__EXERCISE OBJECTIVE__. Work through the entries below and show every line in which "Assert" is found.

*** AVAILABLE DATA ***

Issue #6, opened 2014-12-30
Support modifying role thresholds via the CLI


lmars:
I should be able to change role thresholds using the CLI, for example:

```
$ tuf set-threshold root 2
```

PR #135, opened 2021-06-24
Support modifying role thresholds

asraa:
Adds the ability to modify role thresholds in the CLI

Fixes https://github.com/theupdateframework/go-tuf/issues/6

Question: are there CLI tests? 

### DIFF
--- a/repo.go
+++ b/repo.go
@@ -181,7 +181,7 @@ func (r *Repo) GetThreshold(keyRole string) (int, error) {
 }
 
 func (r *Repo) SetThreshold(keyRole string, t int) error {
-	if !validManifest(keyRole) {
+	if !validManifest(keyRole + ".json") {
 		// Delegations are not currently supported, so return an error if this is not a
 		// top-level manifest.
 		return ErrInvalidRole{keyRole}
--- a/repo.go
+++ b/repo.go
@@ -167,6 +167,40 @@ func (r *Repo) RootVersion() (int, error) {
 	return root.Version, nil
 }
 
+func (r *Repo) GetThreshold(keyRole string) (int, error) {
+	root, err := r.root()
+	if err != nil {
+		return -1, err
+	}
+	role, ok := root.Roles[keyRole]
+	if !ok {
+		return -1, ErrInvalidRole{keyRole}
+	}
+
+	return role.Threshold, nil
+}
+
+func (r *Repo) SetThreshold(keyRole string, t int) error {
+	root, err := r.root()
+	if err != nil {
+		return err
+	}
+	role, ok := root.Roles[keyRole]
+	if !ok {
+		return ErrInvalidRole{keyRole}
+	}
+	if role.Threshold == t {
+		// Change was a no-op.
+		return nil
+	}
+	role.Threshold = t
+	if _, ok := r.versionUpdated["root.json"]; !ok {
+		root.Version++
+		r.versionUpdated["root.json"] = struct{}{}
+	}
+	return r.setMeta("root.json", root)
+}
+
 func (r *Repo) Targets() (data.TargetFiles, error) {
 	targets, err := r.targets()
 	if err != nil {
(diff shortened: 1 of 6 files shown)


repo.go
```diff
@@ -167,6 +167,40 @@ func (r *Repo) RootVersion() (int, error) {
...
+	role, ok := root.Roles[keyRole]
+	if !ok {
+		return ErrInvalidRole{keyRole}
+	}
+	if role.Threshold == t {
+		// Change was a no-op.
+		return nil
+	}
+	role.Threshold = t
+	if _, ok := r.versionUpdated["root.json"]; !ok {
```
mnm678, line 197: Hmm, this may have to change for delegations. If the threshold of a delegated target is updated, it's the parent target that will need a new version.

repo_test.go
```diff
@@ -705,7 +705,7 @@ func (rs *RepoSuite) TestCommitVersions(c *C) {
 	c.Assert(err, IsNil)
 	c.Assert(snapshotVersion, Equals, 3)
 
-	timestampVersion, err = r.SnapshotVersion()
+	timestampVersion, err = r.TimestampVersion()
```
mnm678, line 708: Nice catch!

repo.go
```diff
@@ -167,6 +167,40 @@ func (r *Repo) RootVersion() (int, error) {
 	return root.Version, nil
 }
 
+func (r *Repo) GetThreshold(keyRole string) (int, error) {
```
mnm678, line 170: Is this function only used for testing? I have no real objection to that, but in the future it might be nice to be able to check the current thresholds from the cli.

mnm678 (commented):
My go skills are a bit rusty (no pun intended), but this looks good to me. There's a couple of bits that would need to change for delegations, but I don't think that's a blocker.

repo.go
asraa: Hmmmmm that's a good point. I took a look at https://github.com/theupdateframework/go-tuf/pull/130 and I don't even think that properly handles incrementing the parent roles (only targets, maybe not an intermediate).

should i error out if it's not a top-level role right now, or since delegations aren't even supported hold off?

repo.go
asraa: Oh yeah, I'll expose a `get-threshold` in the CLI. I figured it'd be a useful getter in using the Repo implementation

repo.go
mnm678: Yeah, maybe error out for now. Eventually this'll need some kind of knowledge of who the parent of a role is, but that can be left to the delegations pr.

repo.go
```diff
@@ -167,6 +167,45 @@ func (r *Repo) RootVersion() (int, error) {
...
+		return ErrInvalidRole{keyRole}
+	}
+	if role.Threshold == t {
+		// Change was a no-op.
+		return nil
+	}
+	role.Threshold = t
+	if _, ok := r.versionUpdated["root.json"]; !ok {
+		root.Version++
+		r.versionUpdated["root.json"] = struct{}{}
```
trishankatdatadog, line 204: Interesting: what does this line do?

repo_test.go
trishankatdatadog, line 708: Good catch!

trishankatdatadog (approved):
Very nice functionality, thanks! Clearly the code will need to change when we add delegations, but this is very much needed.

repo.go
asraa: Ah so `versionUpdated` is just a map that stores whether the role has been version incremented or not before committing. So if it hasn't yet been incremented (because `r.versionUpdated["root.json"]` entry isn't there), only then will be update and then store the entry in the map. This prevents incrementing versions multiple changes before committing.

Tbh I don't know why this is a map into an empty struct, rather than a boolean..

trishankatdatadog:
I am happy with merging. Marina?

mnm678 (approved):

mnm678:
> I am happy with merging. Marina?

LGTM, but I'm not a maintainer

***

__EXPECTED OUTPUT__.
 	c.Assert(err, IsNil)
 	c.Assert(snapshotVersion, Equals, 3)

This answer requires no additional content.